Outros oradores na comemoração acadêmica de Wittenberg elogiaram Melanchthon como a "luz das boas artes" (bonarum artium lumen) Seus estudos em filologia e história, filosofia e retórica, física e matemática, eles argumentaram, forneceram a base para a cultura contemporânea. Esses Studia deve, portanto, ser preservado, expandido e defendido. Onde quer que humanitas foi valorizado - mesmo no mundo católico, segundo eles - Melanchthon era celebrado. Nota de rodapé 80 O "professor universal da Alemanha" não pertencia a teólogos ou luteranos; era antes "o grande servo da humanidade" e pertencia a todos. Em um poema, Benjamin Gottlieb Lorenz Boden, mestre de artes de Wittenberg, um dos alunos de doutorado de Crucius e, a partir de 1766, professor de antiguidades de Wittenberg, elogiou Melanchthon pela heróica 'luta contra a ignorância' e descreveu como ele - ou seu 'espírito' - elevou-se acima dos ataques de Flacius em seu próprio tempo ou de Leonhard Hütter em outro. Nota de rodapé 81 Titius inscreveu o interesse de Melanchthon pela física e matemática, junto com sua reputação como um observador de estrelas, na história de sua própria atividade intelectual: Melanchthon, afirmou ele, criou o cenário para as descobertas modernas relativas ao movimento planetário. Nota de rodapé 82

Além disso, Wittenberg realizou um serviço memorial público na Igreja do Castelo em 5 de maio de 1760. O reitor da universidade e professor de física, Georg Matthias Bose, presidiu o evento. A pesquisa de Bose em eletricidade, o novo ramo emergente da ciência, trouxe toda a força da vida intelectual de Wittenberg a um cenário europeu mais amplo que incluiu Londres, Paris e São Petersburgo.

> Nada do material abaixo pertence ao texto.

PR #34, opened 2021-01-28
Bug 1687491 - Provide a way to test dispatched recording functions

brizental:
A different approach for using and testing dispatched functions, taking into account what we discussed offline eariler today.

This is a draft because I want to get feeback on the approach before using it on the other metrics.

### DIFF
--- a/src/config.ts
+++ b/src/config.ts
@@ -11,7 +11,11 @@ interface Configuration {
   // The user visible version string fro the application running Glean.js.
   readonly appDisplayVersion?: string,
   // The server pings are sent to.
-  readonly serverEndpoint?: string
+  readonly serverEndpoint?: string,
+  // Whether or not Glean should be started in testing mode.
+  //
+  // This unlocks features that allows dispatcher tasks to be waited on.
+  readonly testing?: boolean
 }
 
 export default Configuration;
--- a/src/glean.ts
+++ b/src/glean.ts
@@ -39,6 +39,8 @@ class Glean {
   private _serverEndpoint?: string;
   // Whether or not to record metrics.
   private _uploadEnabled?: boolean;
+  // Whether or this Glean instance is in testing mode.
+  private _testing?: boolean;
 
   private constructor() {
     if (!isUndefined(Glean._instance)) {
@@ -185,6 +187,10 @@ class Glean {
       return;
     }
 
+    if (config?.testing) {
+      Glean.instance._testing = true;
+    }
+
     if (applicationId.length === 0) {
       throw new Error("Unable to initialize Glean, applicationId cannot be an empty string.");
     }
@@ -267,6 +273,15 @@ class Glean {
   }
 
   /**
+   * Whether or not Glean is currently in testing mode.
+   *
+   * @returns Whether or not Glean is currently in testing mode.
+   */
+  static get testing(): boolean {
+    return Glean.instance._testing || false;
+  }
+
+  /**
    * Determines whether upload is enabled.
    *
    * When upload is disabled, no data will be recorded.
@@ -346,7 +361,10 @@ class Glean {
     await Glean.pingsDatabase.clearAll();
 
     // Re-Initialize Glean.
-    await Glean.initialize(applicationId, uploadEnabled, config);
+    await Glean.initialize(applicationId, uploadEnabled, {
+      ...config,
+      testing: true,
+    });
   }
 }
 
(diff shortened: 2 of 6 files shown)


src/config.ts
```diff
@@ -11,7 +11,11 @@ interface Configuration {
   // The user visible version string fro the application running Glean.js.
   readonly appDisplayVersion?: string,
   // The server pings are sent to.
-  readonly serverEndpoint?: string
+  readonly serverEndpoint?: string,
+  // Whether or not Glean should be started in testing mode.
+  //
+  // This unlocks features that allows dispatcher tasks to be waited on.
+  readonly testing?: boolean
```
brizental, line 18: More robustness on the testing flag should come with [Bug 1682771](https://bugzilla.mozilla.org/show_bug.cgi?id=1682771).

src/metrics/index.ts
```diff
@@ -149,4 +157,38 @@ export abstract class MetricType implements CommonMetricData {
...
+
+  /**
+   * **Test-only API**
+   *
+   * Allows the caller to block until all recording tasks related to this metric are completed.
+   *
+   * @returns A promise that returns once all ongoing recording tasks are completed.
+   */
+  async testBlockOnRecordingTasks(): Promise<void> {
+    if (!Glean.testing) {
```
brizental, line 187: In my dreams this is extracted into a decorator, but those are still in experimental mode in Typescript 😭 . Anyways also something to worry about in [Bug 1682771](https://bugzilla.mozilla.org/show_bug.cgi?id=1682771).

src/metrics/index.ts
```diff
@@ -115,6 +116,11 @@ export abstract class MetricType implements CommonMetricData {
   readonly lifetime: Lifetime;
   readonly disabled: boolean;
 
+  // Private list of ongoing dispatched recording tasks.
+  //
+  // This array will only be filled in testing mode.
+  #recording: Promise<void>[];
```
brizental, line 122: BTW, the `#` is a way to have _actually_ private attributes in JS. There is [a stage 3 proposal](https://github.com/tc39/proposal-private-methods) for this to be part of the language someday, but also typescript will comple this is a way to make it really inaccesible see: https://www.typescriptlang.org/play?#code/MYGwhgzhAEAqCmEAu0DeAoa0DETFIC5pkAnASwDsBzdTaYAewtIFdgkGSAKASjTqxIAFmQgA6XPmgBeaACIEyOQG46AX3RqgA

Dexterp37: Oh neat. It makes it very unpleasant to find, I agree. :)

src/config.ts
Dexterp37, line 18:
```suggestion
  readonly testing?: boolean,
```

Does the ts compiler like the trailing comma? If so, we should rather use this, it makes diffs clearer.

src/glean.ts
```diff
@@ -39,6 +39,8 @@ class Glean {
   private _serverEndpoint?: string;
   // Whether or not to record metrics.
   private _uploadEnabled?: boolean;
+  // Whether or this Glean instance is in testing mode.
+  private _testing?: boolean;
```
Dexterp37, line 43: Why don't we store the full configuration object? looks like we'll need it all anyway

src/metrics/index.ts
```diff
@@ -149,4 +157,38 @@ export abstract class MetricType implements CommonMetricData {
...
+
+  /**
+   * Dispatches a recording task to be performed asynchronously.
+   *
+   * If Glean is currently in testing mode the tasks are launched in canary mode
+   * and it's possible to use `testWaitOnRecordingTasks` to wait on them being completed.
+   *
+   * @param task The recording task.
+   */
+  dispatchRecordingTask(task: Task): void {
```
Dexterp37, line 169: Why `Recording`? Will we use a different task/dispatching function for pings?

Dexterp37 (commented):
I like this approach. I left a few comments. I'll take a more in depth review once this gets out of draft mode :)

src/metrics/index.ts
brizental: Yes, this is a method on the MetricType class.

src/config.ts
brizental: Honestly need to read up on this, the ts compiler doesn't care. There times in the code I used `;` for this too. Need to check if there are differences and if not, decide on a standard and add a eslint rule if possible.

Dexterp37: Let's stick to the trailing comma, that's what is being used in other Mozilla projects, too.

brizental:
Closing in favour of #35. Not that I applied the review comments made here, there.

PR #35, opened 2021-02-02
Bug 1687491 - Use the dispatcher on all external API calls

brizental:


brizental:
I am closing this, as yet again I have found out that the approach here is not correct. Instead of putting this in draft mode and closing it at a later time, I will simply close it now and hope that the next PR I open under this bug contains a working solution. 🤞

Sua correspondência científica abrangeu autoridades do Vaticano em Roma e acadêmicos muçulmanos em Istambul. Embora ele se mantivesse a par dos desenvolvimentos atuais, é claro, ele também alegou que seu antecessor, Melanchthon, "o estudioso mais famoso da Alemanha", foi sua grande fonte de inspiração. Nota de rodapé 83 Adolph Julian Bose, filho do reitor e mestre de Wittenberg, fez uma homenagem a Melanchthon em termos semelhantes e compôs uma cantata para a ocasião. Nota de rodapé 84

Os endereços fora de Tübingen, Leipzig e Wittenberg tinham o mesmo teor - e muitas vezes vinham de pessoas com conexões com essas mesmas instituições. Em duas publicações de Görlitz, por exemplo, Friedrich Baumeister, ex-conferencista na faculdade de filosofia de Wittenberg, insistiu que as sementes que Melanchthon plantou em sua época haviam finalmente florescido nas idéias de Thomasius e Wolff. Nota de rodapé 85 Juntos, o encomia todos retratavam Melanchthon como o grande professor da Alemanha que operou no plano europeu como o reformador educacional pioneiro e construtor de instituições como o intelecto mais expansivo desde a antiguidade e como o restaurador não tanto da teologia, mas das artes e ciências. Reimpressões e relatórios favoráveis ​​de 1760 endereços circularam amplamente. Quase todos eles apareceram no diário de Gottsched, Das neueste aus der anmuthigen Gelehrsamkeite outros locais. Contra o pano de fundo da Guerra dos Sete Anos, quando até mesmo grande parte da Igreja do Castelo de Wittenberg - 'a igreja-mãe de todo luteranismo evangélico', como disse um teólogo contemporâneo, aquele 'belo templo' do qual 'o ensino do Evangelho surgiu primeiro estendido e espalhado para o resto do mundo '- seria reduzido a um monte de cinzas, os palestrantes clamavam pela paz e pela manutenção e promoção da bolsa de estudos, com base no legado de Melanchthon, para o bem da unidade espiritual dos' alemães nação 'e, na verdade, da Europa. Nota de rodapé 86 Em suma, Melanchthon tornou-se um Aufklärer antes de o Aufklärung.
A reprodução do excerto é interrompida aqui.